The University of St Louis is putting sensors in garbage and recycling bins around the City of St Louis. The geospatial sensors will allows neighbourhoods to track recycling and solid waste.

The geospatial sensor has been developed by Orhun Aydin, Ph.D., assistant professor in Earth and Atmospheric Science at the University’s School for Science and Engineering. His team has now received a $149,791 planning grant from the National Science Foundation. It follows a pilot conducted at Saint Louis University which allowed researchers to see when and where people disposed of their waste and recyclables.

Aydin said he was inspired to work on fixing environmental issues at the source after spending years in industry working on islands of plastics in the oceans.

“I wasn’t aware of the scale until then. I realized the solution can’t be fixing the islands of waste – we had to cut things off at the tap,” Aydin said. “I want to fix the problem in the city before it reaches the natural environment.”

Solid waste management and recycling is a significant challenge for communities, as only a small fraction of the recyclables collected are recycled. Mismanaged solid waste is routed to landfills and incinerators, most of which are now built in low-income communities and communities of colour. 

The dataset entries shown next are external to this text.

PR #2985, opened 2025-10-30
Unbump resources on scratch networks

martinflorian-da:
Save some money.

Part of #2943

Notably this also fixes the logic for `SEQUENCER_LOW_RESOURCES` (yes it was broken) ... and removes that flag altogether in favor of explicit values in the config. Because it seems to me that those flags and `if`s in the pulumi add more complexity than is worth it.

Tested expected behaviour via a manual scratch deploy.

[static]


cluster/pulumi/sv-canton/src/decentralizedSynchronizerNode.ts
```diff
@@ -108,20 +107,7 @@ abstract class InStackDecentralizedSynchronizerNode
             driver: driver,
             tokenExpirationTime: sequencerTokenExpirationTime,
             additionalEnvVars: svConfig.sequencer?.additionalEnvVars,
-            resources: lowResourceSequencer
-              ? {
-                  resources: {
```
martinflorian-da, line 113: double nexted resources means it does nothing, without error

The project is developing an IoT network to connect people and communities to the fate of their waste by forming data-driven links between citizens, local government, waste service contractors, and policymakers. 

The sensors use chips with IoT infrastructure built in the AI-CHESS (Artificial Intelligence for Coupled Human Environment System Analysis for Sustainability) Lab at SLU. They will be embedded into alley-based waste and recycling bins in multiple neighbourhoods around 66 square miles of St. Louis. 

“We are starting with 100,” Aydin said. “I hope to get to 10,000 in the next few years and working with the community, the city, and local partners to get there.” 

In addition to the sensor network, the project will prototype AI models for optimizing city-wide recycling operations and for quantifying the impact of various recycling outreach on recycling in recycling and waste reduction behaviour change.

The sensors will characterize items in the waste bins to determine what is being thrown in which bin and when. The low-cost sensors developed in Aydin’s lab are sensitive enough to determine the chemical composition of incoming waste. The sensors also measure the bacterial activity inside waste bins, which the team is using to assess food degradation to guide future food waste reduction. 

The research team is partnering with EarthDay 365, a non-profit whose goal is a more equitable and environmentally sustainable St. Louis region, to design educational programming based on its findings.

“We are partnering with EarthDay 365 on community outreach and working with local residents,” Aydin said. “We will be able to determine what types of outreaches work best in which neighborhoods. Our goal is to keep the recycling rate high without overburdening people.” 

The first round of sensors is being placed around several locations in the city, from areas with high recycling rates to areas regularly targeted for illegal dumping.

Aydin said he is excited to work with the city, noting the partnership will also allow the city to see where the waste bins are and what is in them to potentially optimize routes for allocating limited resources effectively.

“This data, from a $5 device, will allow us to see things we couldn’t see before,” he said. “I’m excited about the digital transformation that this IoT network will bring and problem-solving that can come from working together with the city and local community.”

The NSF planning grant will allow Aydin to hone the sensors’ design parameters, identify data gaps that impact waste management operations, and delineate citizens’ expectations of recycling service transparency and form partnerships.